La strategia di gestione della Congiura dei baroni, una gravissima crisi politica che oppone a Ferrante nomi illustri dell’aristocrazia quali il principe di Salerno Antonello Sanseverino, il conte di Sarno e ricchissimo uomo d’affari Francesco Coppola, lo stesso segretario del re Antonello Petrucci, ha nell’umanista Giovanni Gioviano Pontano uno dei suoi protagonisti. In una prima fase Ferrante, consapevole della forza del baronaggio, persegue l’obiettivo di disunire i baroni, quindi punisce in maniera spettacolare i personaggi più in vista che hanno partecipato alla congiura. Ma la vittoria di re Ferrante sui baroni ribelli non sarebbe possibile senza il coerente perseguimento di quella politica di alleanze “italiane”, fondata da Alfonso e spinta dal figlio verso obiettivi più avanzati su consiglio anche di Pontano: è l’alleanza tra Milano, Firenze e Napoli, in particolare l’attività diplomatica di Lorenzo il Magnifico, volta a neutralizzare il possibile intervento del pontefice e dei Veneziani a favore dei baroni ribelli. Così la guerra dei baroni è risolta a favore del sovrano aragonese grazie al principio dell’equilibrio e della “bilancia d’Italia”.
In sintesi le linee della politica sociale aragonese nel Mezzogiorno sono le seguenti: 1) favorire i Comuni contro i baroni; 2) favorire una politica di commercializzazione del feudo e ampliare le successioni feudali allo scopo di indebolire la posizione feudale e renderla più accessibile; 3) avviare un processo di trasformazione del baronaggio, attraverso l’integrazione tra l’aristocrazia della capitale e l’aristocrazia feudale delle province. Queste linee saranno seguite, nel secolo successivo, anche dai governanti spagnoli.
Nel dicembre 1494 Carlo VIII, il re francese che ha iniziato pochi mesi prima la sua discesa alla conquista dell’Italia, entra a Roma e prosegue la sua marcia trionfale verso il Regno di Napoli. Qui, dopo la morte di Ferrante, regna il figlio Alfonso, che nel 1495 abdica a favore del figlio Ferdinando II, detto Ferrandino. In questo stesso anno Carlo VIII si impadronisce del regno, ma, grazie a un’alleanza antifrancese, Ferrandino il 7 luglio 1495 riottiene il Regno di Napoli, ma muore poco dopo. Erede al trono è lo zio Federico che, dopo la sottoscrizione di una tregua tra Francia, Spagna e Stati italiani, viene incoronato nel 1497 a Capua.

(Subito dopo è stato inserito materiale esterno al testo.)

PR #43, opened 2026-05-07
added LoginPage and RegisterPage with validation and JWT auth

### LINKED ISSUE #16: Login & register pages
Build /login and /register pages with forms and validation.
On success: store JWT and redirect to /.
Show error messages on failed attempts.

larrymijo:
## Updated — aligned with PR #44 (auth.ts refactor)

Three changes made in response to review feedback:

**1. getMeRequest implemented (no longer a TODO)**
GET /api/auth/me is now called on page load for session rehydration.
The token is verified against the live DB via authMiddleware before
the session is restored. Invalid/expired tokens are caught and cleared.

**2. Rehydration uses /me — not raw localStorage**
On page refresh: reads token from localStorage → calls /me with
Bearer header → /me verifies token → session restored.
Name/email recovered from saved session after token is verified.

**3. ProfileRole.USER → ProfileRole.MEMBER everywhere**
ROLE_VARIANT in Badge.jsx updated. AuthContext comments updated.
SESSION_KEY replaces USER_KEY for clarity.

Role hierarchy now: MEMBER < LEADER < BOARD_MEMBER < ADMIN

## What this PR does

Implements the /login and /register pages. Both pages use the
shared component library (Card, Input, Button) and the existing
AuthContext — no direct API calls or localStorage access in the
pages themselves.

On successful auth the JWT is stored by AuthContext and the user
is redirected to / (or back to the protected page they came from).
Failed attempts show the server error message in a banner at the
top of the form.

---

## Files added

| File | Purpose |
|---|---|
| `client/src/pages/LoginPage.jsx` | Login form with client-side validation and error display |
| `client/src/pages/RegisterPage.jsx` | Register form with all four fields, password strength indicator |

## Files changed

| File | Change |
|---|---|
| `client/src/App.jsx` | Replaced /login and /register Placeholders with real pages |

---

## Auth flow
User submits form
→ client validation runs (empty fields, email format, password length)
→ if invalid: field errors shown immediately, no API call made
→ if valid: login() or register() called from AuthContext
→ AuthContext calls AuthService.js
→ fetch POST /api/auth/login or /register
→ success: { user, token } returned
→ AuthContext saves to state + localStorage
→ page navigates to / or location.state.from
→ failure: Error thrown with server message
→ page shows error in red banner
---

### Login
| Field | Rule |
|---|---|
| Email | Required, must contain @ and . |
| Password | Required |

### Register
| Field | Rule |
|---|---|
| Name | Required, min 2 characters |
| Email | Required, must contain @ and . |
| Password | Required, min 8 characters (mirrors backend) |
| Confirm | Must match password |

---

## How to test

```bash
git fetch origin
git checkout feat/login-register-pages
cd client && npm run dev
```

1. Go to /login — submit empty form → field errors appear
2. Go to /register — submit empty → all four fields show errors
3. Type 5-char password → strength shows "Too short" in red
4. Type 12-char password → strength shows "Strong" in green
5. Go to /profile without login → redirected to /login
6. Log in → redirected back to /profile

---

## Still to be tested with backend running, I just tested the fronted


JuriRappold:
Also recently realize, we don't want to send the password in plaintext over the internet. And we can't compare two hashes. So we have to encrypt the plaintext password on the frontend, decrypt on the backend, and then we can compare the plaintext password to the stored hash in the DB. 

https://stackoverflow.com/questions/55801772/nodejs-how-to-compare-two-hashes-password-of-bcrypt

larrymijo:
> Also recently realize, we don't want to send the password in plaintext over the internet. And we can't compare two hashes. So we have to encrypt the plaintext password on the frontend, decrypt on the backend, and then we can compare the plaintext password to the stored hash in the DB.
> 
> https://stackoverflow.com/questions/55801772/nodejs-how-to-compare-two-hashes-password-of-bcrypt

Thanks for flagging this — 

I had a look at the backend code and I think we're actually already 
handling this correctly. Here's what's happening:

The password does travel as plaintext in the HTTP request body, but 
it's protected by HTTPS/TLS which encrypts the entire connection — 
that's what the S in HTTPS stands for. So it's not actually going 
over the wire in plaintext in production.

On the backend, auth.service.ts already does:

  const isMatch = await bcrypt.compare(password, user.password)

This is the correct industry standard pattern — the StackOverflow 
link you shared actually explains why this works. bcrypt.compare() 
extracts the salt from the stored hash and uses it to hash the 
incoming plaintext, then compares. That's exactly what's happening.

The approach you're suggesting — encrypting on the frontend and 
decrypting on the backend — would require storing the encryption 
key in our JavaScript, which anyone can read in DevTools. That 
would actually reduce security rather than improve it.

Happy to discuss this further — Does this make sense?

client/src/pages/LoginPage.jsx
```diff
@@ -0,0 +1,288 @@
...
+// useNavigate: returns a function to programmatically change the URL
+// useLocation: reads the current URL — used to send users back to
+//              where they were before being redirected to /login
+
+import { useAuth } from '../context/AuthContext.jsx'
+import { Button, Input, Card } from '../components/ui'
+// Importing from the barrel export (index.jsx) — one clean import line
+
+export default function LoginPage() {
+  const { login } = useAuth()
```
gunnarwrld, line 27: ProfileRole.USER doesn't exists anymore after PR #44. The enum was renamed to MEMBER.
Search the entire `client/` for any hardcoded `'USER'` role string 
and replace with `'MEMBER'`.

client/src/pages/RegisterPage.jsx
```diff
@@ -0,0 +1,297 @@
...
+// Backend expects: POST /api/auth/register { email, password, name }
+// Backend validates: password must be >= 8 characters (auth.controller.ts)
+
+import React, { useState } from 'react'
+import { Link, useNavigate } from 'react-router-dom'
+import { useAuth } from '../context/AuthContext.jsx'
+import { Button, Input, Card } from '../components/ui'
+
+export default function RegisterPage() {
+  const { register } = useAuth()
```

Nel 1498 Carlo VIII muore. Il suo successore, Luigi XII d’Orléans conquista il milanese nel 1499. Due anni dopo il Regno di Napoli è spartito tra Francia e Spagna: ormai le sorti del regno si decidono nell’orizzonte della grande politica internazionale. L’equilibrio della spartizione è precario. Per il re di Spagna Ferdinando il Cattolico Napoli è troppo importante: è la tappa fondamentale di una strategia che, fin dal suo matrimonio con Isabella di Castiglia, ha scelto il Mediterraneo. Così la guerra franco-spagnola è inevitabile. Essa si conclude a favore della Spagna nel 1503, grazie alla superiorità dei fanti castigliani organizzati nel tercio, una grande innovazione militare. È qualcosa di simile, nella storia generale del mondo, alla nascita della falange macedone o della legione romana.
Inizia una lunga dominazione straniera nel Regno di Napoli che dura oltre due secoli, fino al 1707.